• DIRECTIONS: What lines in the data below mention the string "rattrayalex"? Copy them out.

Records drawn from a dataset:
□ □ □ □ □ □ □
Issue #445, opened 2017-03-18
[flow] declare function does not recognize bounded polymorphic types


rattrayalex:
In the course of https://github.com/babel/babel-eslint/pull/444 , I noticed that

```js
    it("declared function type parameter bounds", () => {
      verifyAndAssertMessages(
        unpad(`
          import type Foo from 'foo';
          declare function foo<T: Foo>(a: T): T;
          foo(1);
        `),
        { "no-unused-vars": 1, "no-undef": 1 },
        []
      );
    });
```
results in 
```json
[
   {
      "ruleId":"no-unused-vars",
      "severity":1,
      "message":"'Foo' is defined but never used.",
      "line":1,
      "column":13,
      "nodeType":"Identifier",
      "source":"import type Foo from 'foo';"
   }
]
```
and
```js
    it("declared class type parameter bounds", () => {
      verifyAndAssertMessages(
        unpad(`
          import type Foo from 'foo';
          declare class C<T: Foo> {
            x: T
          };
          new C();
        `),
        { "no-unused-vars": 1, "no-undef": 1 },
        []
      );
    });
```
results in 
```json
[
   {
      "ruleId":"no-unused-vars",
      "severity":1,
      "message":"'Foo' is defined but never used.",
      "line":1,
      "column":13,
      "nodeType":"Identifier",
      "source":"import type Foo from 'foo';"
   },
   {
      "ruleId":"no-unused-vars",
      "severity":1,
      "message":"'T' is defined but never used.",
      "line":2,
      "column":17,
      "nodeType":"Identifier",
      "source":"declare class C<T: Foo> {"
   }
]
```

I don't use Flow much, so I'm not encountering this in the wild, but trying the above at https://flowtype.org/try/ appears to indicate that the code is semantically correct.

zertosh:
@rattrayalex #459 now fixes this, but I need to split up that PR

rattrayalex:
Nice!

pronebird:
I have similar case:

```
declare class ClipboardData {
  setData(type: string, data: string): void;
  getData(type: string): string;
}

declare class ClipboardEvent extends Event {
  clipboardData: ClipboardData;
}
```

Output:

>'ClipboardData' is defined but never used.

kaicataldo:
[...]

PR #449, opened 2017-03-22
Fix type param and interface declaration scoping

zertosh:
In #444, @rattrayalex, fixed type param scoping for functions but didn't cover classes, type aliases or interfaces - this PR fixes that. Also this adds scoping for interfaces since you can't scope type params in interfaces without first scoping interfaces.

As pointed out in #445, type params in declarations is broken. While preparing this PR, I noticed that pretty much all `declare` anything are broken. I'll follow up with a PR for that.

### DIFF
--- a/index.js
+++ b/index.js
@@ -176,18 +176,6 @@ function monkeypatch() {
     }
   }
 
-  function visitTypeParameters(typeParameters) {
-    var params = typeParameters.params;
-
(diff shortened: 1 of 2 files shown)


index.js
```diff
@@ -176,18 +176,6 @@ function monkeypatch() {
     }
   }
 
-  function visitTypeParameters(typeParameters) {
```
rattrayalex: nice, your approach looks much cleaner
□ □ □ □ □ □ □
• OUTPUT FOR THIS TASK:
rattrayalex:
@rattrayalex #459 now fixes this, but I need to split up that PR
rattrayalex:
In #444, @rattrayalex, fixed type param scoping for functions but didn't cover classes, type aliases or interfaces - this PR fixes that. Also this adds scoping for interfaces since you can't scope type params in interfaces without first scoping interfaces.
rattrayalex: nice, your approach looks much cleaner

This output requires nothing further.